- _TASK PROMPT_: From the records below, print exactly the lines starting at the one containing "When two different" and ending at the one containing "rules/foo or items/foo.", ends included, and nothing else.

----

PR #4775, opened 2025-04-28
Tune Dependabot

holgerfriedrich:
Switch mvn to development deps only. This should cover mvn plugins.

Production deps are for now ignored, as Dependabot cannot update itests (thus PR builds would anyway fail), many deps are upgraded in sync with Karaf, etc.

### DIFF
--- a/.github/dependabot.yml
+++ b/.github/dependabot.yml
@@ -19,3 +19,8 @@ updates:
     open-pull-requests-limit: 10
     labels:
       - dependencies
+    allow:
+      - dependency-type: "development"
+    ignore:
+      - dependency-name: "org.openhab.core.*"
+      - dependency-name: "org.eclipse.smarthome.*"


holgerfriedrich:
@wborn We managed to summon the Bot 🧞, but as expected too many PRs.... 
Lets focus on the mvn plugins first - should not be too many.
GHA upgrades are currently hidden by the tons of mvn upgrades.

One open point is to get rid of the patch label, the bot adds if a dep has a patch level upgrade. Very misleading as we use this label differently.

.github/dependabot.yml
```diff
@@ -19,3 +19,8 @@ updates:
     open-pull-requests-limit: 10
     labels:
       - dependencies
```
holgerfriedrich, line 21:
```suggestion
    labels: [ ]
```

holgerfriedrich:
Labels hopefully gone with the latest change.... Let's see....

.github/dependabot.yml
```diff
@@ -17,5 +17,9 @@ updates:
...
       interval: "weekly"
     open-pull-requests-limit: 10
-    labels:
-      - dependencies
+    labels: [ ]
+    allow:
+      - dependency-type: "development"
+    ignore:
+      - dependency-name: "org.openhab.core.*"
+      - dependency-name: "org.eclipse.smarthome.*"
```
wborn, line 25: Why are these ignores added?
Also I can't find anything matching org.eclipse.smarthome?

holgerfriedrich:
```suggestion
    ignore:
      - dependency-name: "org.openhab.core.*"
```

holgerfriedrich:
Old deps were listed here:
https://github.com/openhab/openhab-core/network/dependencies
(which obviously includes all deps we have used before, there is not automatic removal). Thus I had excluded eclipse.smarthome.

Thanks for the info about resolving stuff automatically - I will try this on my repo, as this will need some iterations.....

My idea here was to go for the development stuff only - hopefully this targets the plugins. And care for the dependencies later.

holgerfriedrich:
@wborn can we try this to check if we get rid of the package upgrades?

wborn:
> Old deps were listed here:
https://github.com/openhab/openhab-core/network/dependencies
(which obviously includes all deps we have used before, there is not automatic removal). Thus I had excluded eclipse.smarthome.

I don't think this network is up to date? I can't find any ESH references as they have all been updated as that project is archived.

holgerfriedrich:
I did not realize that the network always contains all deps ever found in the project. There seems to be no way to clean this up.
That's why I added eclipse smart home to the ignore list in the beginning.

wborn:
The openHAB core ignore is probably also redundant. I don't think dependabot uses private repos unless specified.

.github/dependabot.yml
```diff
@@ -17,5 +17,8 @@ updates:
     schedule:
       interval: "weekly"
     open-pull-requests-limit: 10
-    labels:
-      - dependencies
+    labels: [ ]
+    allow:
+      - dependency-type: "development"
+    ignore:
+      - dependency-name: "org.openhab.core.*"
```
holgerfriedrich, line 24:
```suggestion
    ignore:
      - dependency-name: "org.openhab.core.*"
```

holgerfriedrich:
> The openHAB core ignore is probably also redundant. I don't think dependabot uses private repos unless specified.

Likely. I have removed it for now.

wborn (approved):
Thanks!

PR #4796, opened 2025-05-09
WatchService: use absolute path in processWatchEvent

jimtng:
# Problem:

Currently `processWatchEvent` is called with a relative path. This path is relative to the path given to `WatchService.registerListener`. For example:

```java
configWatchService.registerListener(this, Path.of("rules"));
```

Now when a file is created: `CONF/rules/test1.rules`

Will result in processWatchEvent being called with the `path` argument equals to `test1.rules`.

So far, all current implementations of `WatchService.WatchEventListener` have dealt with this by creating an absolute path that is relative to a pre-resolved absolute path that it passed to `registerListener`, for example: https://github.com/openhab/openhab-core/blob/8eb6eeae8473f8ba8ab5f74e53436dbedb53acc9/bundles/org.openhab.core.automation.module.script.rulesupport/src/main/java/org/openhab/core/automation/module/script/rulesupport/loader/AbstractScriptFileWatcher.java#L106

Without this pre-resolved absolute path, implementations of `processWatchEvent` cannot resolve the path properly given just the `watchService.getWatchPath()` when `registerListener` is given a non-blank path to watch.

This has never been an issue because nobody ever tried to call registerListener with multiple paths, which is supposed to be supported.

If you were to attempt this:

```java
configWatchService.registerListener(this, List.of(Path.of("rules"), Path.of("items")));
```

When two different files were created:
- `CONF/rules/foo`
- `CONF/items/foo`

`processWatchEvent` will be called twice, both with `path` argument set to `foo`. There  is no way for it to tell whether it's the rules/foo or items/foo.

I considered passing a relative path based on the given sub-path, e.g. `rules/foo` instead of an absolute path, but it will break unsuspecting implementations, whereas giving an absolute path will result in the following code to continue to work:

```java
basePathofSomeSort.resolve(path)
```

This is because `Path.resolve(q)` will simply return `q` when `q` is an absolute path.

# Change 

This PR fixes this problem by converting the path argument for processWatchEvent to an absolute path.

Prior to #3004, the old watch service also provided an absolute path.

I've looked at all the current implementations of the WatchService in addons, and I believe they will be unaffected by this change, because they're all using a fixed absolute path and actually ignoring the `path` argument.

- https://github.com/openhab/openhab-addons/blob/6ff50c5a32a41b16226b7dcad0c23cfc7a01f043/bundles/org.openhab.binding.exec/src/main/java/org/openhab/binding/exec/internal/ExecWhitelistWatchService.java#L65-L75
- https://github.com/openhab/openhab-addons/blob/6ff50c5a32a41b16226b7dcad0c23cfc7a01f043/bundles/org.openhab.binding.miio/src/main/java/org/openhab/binding/miio/internal/basic/MiIoDatabaseWatchService.java#L89-L95 - this uses the given path only to check the extension, so whether it's relative or absolute makes no difference. Its actual process method doesn't use the path argument, and instead uses its own internal path.
- https://github.com/openhab/openhab-addons/pull/11895 - the implementation isn't working because it doesn't call registerListener. It seems to be a bug in the addon.
- https://github.com/openhab/openhab-addons/blob/6ff50c5a32a41b16226b7dcad0c23cfc7a01f043/bundles/org.openhab.transform.exec/src/main/java/org/openhab/transform/exec/internal/ExecTransformationWhitelistWatchService.java#L63-L73 - this uses a pre-resolved absolute path, ignoring the given path argument
- There are various usage in JRubyScripting addons which I believe isn't working properly, and I suspect that it's caused partially by the problem that's fixed in this PR. I will investigate it further after this PR is merged. I had an open issue from a while back which might be related https://github.com/openhab/openhab-addons/issues/13922
- The JRuby helper library uses WatchService but it specifically converted the path to absolute so it won't be affected by this change. https://github.com/openhab/openhab-jruby/blob/3fc6e9a683e6a54a5b7d5da2022a5fd116ab5134/lib/openhab/dsl/rules/triggers/watch/watch_handler.rb#L96-L99

### DIFF
--- a/bundles/org.openhab.core.automation.module.script.rulesupport/src/main/java/org/openhab/core/automation/module/script/rulesupport/loader/AbstractScriptDependencyTracker.java
+++ b/bundles/org.openhab.core.automation.module.script.rulesupport/src/main/java/org/openhab/core/automation/module/script/rulesupport/loader/AbstractScriptDependencyTracker.java
@@ -79,7 +79,7 @@ public abstract class AbstractScriptDependencyTracker
 
     @Override
     public void processWatchEvent(WatchService.Kind kind, Path path) {
-        File file = libraryPath.resolve(path).toFile();
+        File file = path.toFile();
         if (kind == DELETE || (!file.isHidden() && file.canRead() && (kind == CREATE || kind == MODIFY))) {
             dependencyChanged(file.toString());
         }
--- a/bundles/org.openhab.core.automation.module.script.rulesupport/src/main/java/org/openhab/core/automation/module/script/rulesupport/loader/AbstractScriptDependencyTracker.java
+++ b/bundles/org.openhab.core.automation.module.script.rulesupport/src/main/java/org/openhab/core/automation/module/script/rulesupport/loader/AbstractScriptDependencyTracker.java
@@ -78,8 +78,8 @@ public abstract class AbstractScriptDependencyTracker
     }
 
     @Override
-    public void processWatchEvent(WatchService.Kind kind, Path path) {
-        File file = path.toFile();
+    public void processWatchEvent(WatchService.Kind kind, Path fullPath) {
+        File file = fullPath.toFile();
         if (kind == DELETE || (!file.isHidden() && file.canRead() && (kind == CREATE || kind == MODIFY))) {
             dependencyChanged(file.toString());
         }
--- a/bundles/org.openhab.core.model.core/src/main/java/org/openhab/core/model/core/internal/folder/FolderObserver.java
+++ b/bundles/org.openhab.core.model.core/src/main/java/org/openhab/core/model/core/internal/folder/FolderObserver.java
@@ -59,6 +59,7 @@ import org.slf4j.LoggerFactory;
 @Component(name = "org.openhab.core.folder", immediate = true, configurationPid = "org.openhab.folder", configurationPolicy = ConfigurationPolicy.REQUIRE)
 public class FolderObserver implements WatchService.WatchEventListener {
     private final WatchService watchService;
+    private final Path watchPath;
     private final Logger logger = LoggerFactory.getLogger(FolderObserver.class);
 
     /* the model repository is provided as a service */
@@ -88,6 +89,7 @@ public class FolderObserver implements WatchService.WatchEventListener {
         this.modelRepository = modelRepo;
         this.readyService = readyService;
         this.watchService = watchService;
+        this.watchPath = watchService.getWatchPath();
     }
 
     @Reference(cardinality = ReferenceCardinality.AT_LEAST_ONE, policy = ReferencePolicy.DYNAMIC)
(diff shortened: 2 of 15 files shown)


bundles/org.openhab.core.automation.module.script.rulesupport/src/main/java/org/openhab/core/automation/module/script/rulesupport/loader/AbstractScriptDependencyTracker.java
```diff
@@ -79,7 +79,7 @@ public Path getLibraryPath() {
 
     @Override
     public void processWatchEvent(WatchService.Kind kind, Path path) {
```
J-N-K, line 81: Please also use `fullPath` here.

bundles/org.openhab.core.model.core/src/main/java/org/openhab/core/model/core/internal/folder/FolderObserver.java
```diff
@@ -287,7 +289,8 @@ private void checkPath(final Path path, final WatchService.Kind kind) {
     }
 
     @Override
-    public void processWatchEvent(WatchService.Kind kind, Path path) {
+    public void processWatchEvent(WatchService.Kind kind, Path absolutePath) {
```
J-N-K, line 292: Please use `fullPath` here (or change all to `absolutePath`, but it should be consistent with the naming in the interface).

bundles/org.openhab.core.model.yaml/src/main/java/org/openhab/core/model/yaml/internal/YamlModelRepositoryImpl.java
```diff
@@ -157,18 +156,18 @@ public void deactivate() {
     @Override
     @SuppressWarnings({ "rawtypes", "unchecked" })
     public synchronized void processWatchEvent(Kind kind, Path path) {
```
J-N-K, line 158: see above

bundles/org.openhab.core.transform/src/test/java/org/openhab/core/transform/FileTransformationProviderTest.java
```diff
@@ -137,8 +139,8 @@ public void testMissingExtensionIsIgnored() throws IOException {
         Path extensionMissing = Path.of("extensionMissing");
```
J-N-K, line 139: I think you can use `Path extensionMissing = transformationPath.resolve("extensionMissing")` and remove `path` completely. (also in other places)

J-N-K (changes requested):
Thanks! Im general I agree. I have left some comments.

bundles/org.openhab.core.transform/src/test/java/org/openhab/core/transform/FileTransformationProviderTest.java
jimtng: good catch! I've adjusted it. There was only one other instance like this right below I think.

bundles/org.openhab.core.model.core/src/main/java/org/openhab/core/model/core/internal/folder/FolderObserver.java
jimtng: good suggestion! Whilst my gut feeling says it should be `absolutePath`, but it seems that `fullPath` is shorter and nicer, hence "easier" to type. I have changed them all to fullPath.

J-N-K (approved):
LGTM.

PR #4739, opened 2025-04-22
[GHA] Allow rebuild using label rebuild

holgerfriedrich:
* This restores functionality we had before we migrated the PR builds to GitHub Actions.
* Implement rebuild in ci_build workflow to make PR validation pass
* Remove label rebuild at the end of the workflow

The PR includes the latest fix from add-ons repo to make it work for the status check, see openhab/openhab-addons#18629.

PR #4808, opened 2025-05-12
[GHA] Permit rebuild from forks

holgerfriedrich:
Rebuild still did not work on PRs from forked repost.
This is to protect the repo from malicious PRs.

The way to do it is basically, to use the `pull_request_target` instead of `pull_request` (which always runs on read-only permissions).

This needs to be done carefully, see
https://securitylab.github.com/resources/github-actions-preventing-pwn-requests/

Permissions have been reduced to the necessary ones. Persistence of checkout credentials has been disabled.

Regression of 
#4739 
#4785

### DIFF
--- a/.github/workflows/rebuild.yml
+++ b/.github/workflows/rebuild.yml
@@ -12,7 +12,7 @@
 name: Rebuild PR
 
 on:
-  pull_request:
+  pull_request_target:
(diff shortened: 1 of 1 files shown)


kaikreuzer (approved):
Thanks!

PR #4809, opened 2025-05-12
Fix CVE-2025-24813

th555555:
The vulnerability in the CorsFilter allows any arbitrary origin to access REST API resources by blindly reflecting the Origin header without validation. The fix adds proper origin validation against a configurable whitelist and implements security best practices following the CORS specification

The current implementation has a Cross-Origin Resource Sharing (CORS) misconfiguration vulnerability that allows any arbitrary origin to access the resources by reflecting the origin header without validation:

No Origin Validation: In the processPreflight and processRequest methods, the code takes the origin directly from the request headers and reflects it back in the response without checking if it's allowed.

Missing Origin Whitelist: There is no whitelist of allowed origins or any validation mechanism.

Lack of Security Controls: The implementation doesn't follow standard CORS security practices, which recommend validating origins against a whitelist.

Impact of This Vulnerability
This vulnerability could allow attackers to:

Execute cross-site request forgery (CSRF) attacks
Access sensitive data through cross-origin requests Interact with the API from unauthorized websites
The Fix I've Implemented
I've made the following security improvements:

Added Origin Validation:

Added an isOriginAllowed() method to validate origins against a whitelist Only set CORS headers if the origin is allowed
Added Origin Configuration:

Added configuration properties for allowed origins Added processing of a comma-separated list of allowed origins Added support for a wildcard "*" to allow any origin (with warnings) Default to localhost if not configured
Improved Request Method Validation:

Added validation of the requested methods against allowed methods Only set CORS headers if both origin and method are valid Added Better Logging:

Added informative logs about the CORS configuration Added security warnings for permissive configurations Added Proper Vary Header:

Consistently added the Vary header to both preflight and regular requests This helps browsers properly cache the responses
These changes bring the implementation in line with CORS security best practices while maintaining backward compatibility with existing functionality.

References:
https://github.com/apache/tomcat/commit/52382ebfbce20a98b01cd9d37184a12703987a5a
https://nvd.nist.gov/vuln/detail/CVE-2025-24813

### DIFF
--- a/bundles/org.openhab.core.io.rest/src/main/java/org/openhab/core/io/rest/internal/filter/CorsFilter.java
+++ b/bundles/org.openhab.core.io.rest/src/main/java/org/openhab/core/io/rest/internal/filter/CorsFilter.java
@@ -100,6 +100,11 @@ public class CorsFilter implements ContainerResponseFilter {
      *
      * @param requestContext
      * @param responseContext
+     */    /**
+     * Process the CORS request and response.
+     *
+     * @param requestContext The request context
+     * @param responseContext The response context
      */
     private void processRequest(ContainerRequestContext requestContext, ContainerResponseContext responseContext) {
         // Process the request only if if is an acceptable request method and if it is different from an OPTIONS request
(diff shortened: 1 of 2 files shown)


kaikreuzer:
The code looks generated by a very bad coding assistant, since it breaks a lot of things.
If there is indeed a critical vulnerability that needs to be fixed, I'd wish for a PR that looks trustworthy and which shows that the author knows what he is doing.

rkoshak:
CVE-2025-24813 is against Tomcat, not Jetty or Karaf, as I understand it. That doesn't necessarily mean it doesn't also exist in OH, but that should be verified if this is picked up again. It's a 9.8 vulnerability so if it does exist in OH it should be addressed.

PR #4839, opened 2025-06-04
Resolve runbundles of linuxsysfs itest

holgerfriedrich:
Itests are still failing silently.
This seems to happen if the feature verification passes, but the itest has issues resolving bundles.
Github hides this output and marks the test as passed.

You can find the output in Jenkins logs, just look for `Unresolved requirement` in 
https://ci.openhab.org/job/openHAB-Core/154/consoleText


wborn (approved):
LGTM! 👍

PR #651, opened 2023-06-20
fix: fixed the removal of the skip-duplicate-actions in release

jpastoor:
I made an error in my initial change to bypass `skip-duplicate-actions`.


Yornik (commented):
ok

Yornik (approved):
ok looks ok

PR #652, opened 2023-06-20
restored: set garbage collector based on container memory or provided env variable

jpastoor:
Restored the earlier reverted commit [set garbage collector based on container memory or provided env variable](https://github.com/mendix/cf-mendix-buildpack/commit/f4f276886e20ebfda6979d1bc4e3c8ca86a9415a)


Yornik (approved):
Revert of the Revert

PR #653, opened 2023-06-26
Db 2086 send dependencies json in client config call release 4.x

AlbertDeVries2:
the client-config request to the cf-kafka-broker is updated to a PUT instead of a GET that excepts the dependencies.json file in the body. The start is modified to read this file and send it in the request.
note: shouldn't be merged before the cf-kafka-broker changes are live


sailhenz (dismissed):
lgtm

sailhenz (approved):

PR #664, opened 2023-07-05
send dependencies.json in client-config PUT request

AlbertDeVries2:
same code as before, re-enable the new version of the call


sailhenz (approved):
lgtm

PR #674, opened 2023-09-12
COA2-865: remove unused ca

Yornik:
I removed  the certificates that we don't use right now but added the CA for me-central-1
Original ones:
https://truststore.pki.rds.amazonaws.com/af-south-1/af-south-1-bundle.pem
https://truststore.pki.rds.amazonaws.com/me-south-1/me-south-1-bundle.pem
https://www.amazontrust.com/repository/AmazonRootCA1.pem
New one:
https://truststore.pki.rds.amazonaws.com/me-central-1/me-central-1-bundle.pem

Also, cherry-picked @pappachino commits to fix the integration test.


djvdorp:
I can confirm that this change is the minimum required change to add the `me-central-1` region which means literally include the content from the following file: https://truststore.pki.rds.amazonaws.com/me-central-1/me-central-1-bundle.pem

This can be confirmed by hand, but since we have had a point in time where there were many (most likely all available ones) were added and then subsequently removed, the diff is hard to read, so I decided to compare this PR against the state before the former PR instead (https://github.com/mendix/cf-mendix-buildpack/pull/668) to have the smallest diff possible. That would be be revision `183f4e5af7f47f47367fcc45a3cc8746aa69137f` which is the last change on file `etc/amazon-rds-ca.pem` before `35e30369c59c13a2f888d716709bee0f21bf80c9` (which is in https://github.com/mendix/cf-mendix-buildpack/pull/668). 

The diff matches the content of the [AWS-supplied file](https://truststore.pki.rds.amazonaws.com/me-central-1/me-central-1-bundle.pem) exactly, so that is confirmed watertight, and can be verified via:

```
$ git diff 183f4e5af7f47f47367fcc45a3cc8746aa69137f..7395996bc5c9da79b94756a3b97b27fc6777ae4e etc/amazon-rds-ca.pem
```

mukund-padale (approved):

PR #677, opened 2023-10-02
fix: set the default keepalive to 100s

loadpi:
see https://docs.cloudfoundry.org/adminguide/routing-keepalive.html#app-idle-timeout


sailhenz (approved):
LGTM

PR #685, opened 2023-10-25
New Relic Integration

msvolenski:
Add support to New Relic integration in the Mendix Cloud.
- JVM metrics
- Database metrics
- Custom Mendix metrics
- Logs

Deprecation of `SPLUNK_LOGS_REDACTION` and `DATADOG_LOGS_REDACTION` in favor of `LOGS_REDACTION`. Which is now also applicable to the New Relic integration.


pappachino (approved):
Looks good!!

pappachino (approved):

buildpack/telemetry/datadog.py
```diff
@@ -80,6 +80,15 @@ def _is_tracing_enabled():
 
 # Toggles logs redaction (email addresses are replaced by a generic string)
 def _is_logs_redaction_enabled():
+    """Check if logs should be redacted."""
+
+    # Use this, if it is set
+    logs_redaction = os.getenv("LOGS_REDACTION")
+    if logs_redaction is not None:
+        return strtobool(logs_redaction)
```
ajinkya-takle, line 88: Why no bool() over here, as `strtobool` returns integer? Is it because DD needs true/false value as 1/0?

msvolenski: DD doesn't care, actually. The result of this method is used in an `if` statement, so both true/false and 1/0 would be good.
Since it was already like this, I decided not to change the return type.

----

- _REPLY_:
When two different files were created:
- `CONF/rules/foo`
- `CONF/items/foo`

`processWatchEvent` will be called twice, both with `path` argument set to `foo`. There  is no way for it to tell whether it's the rules/foo or items/foo.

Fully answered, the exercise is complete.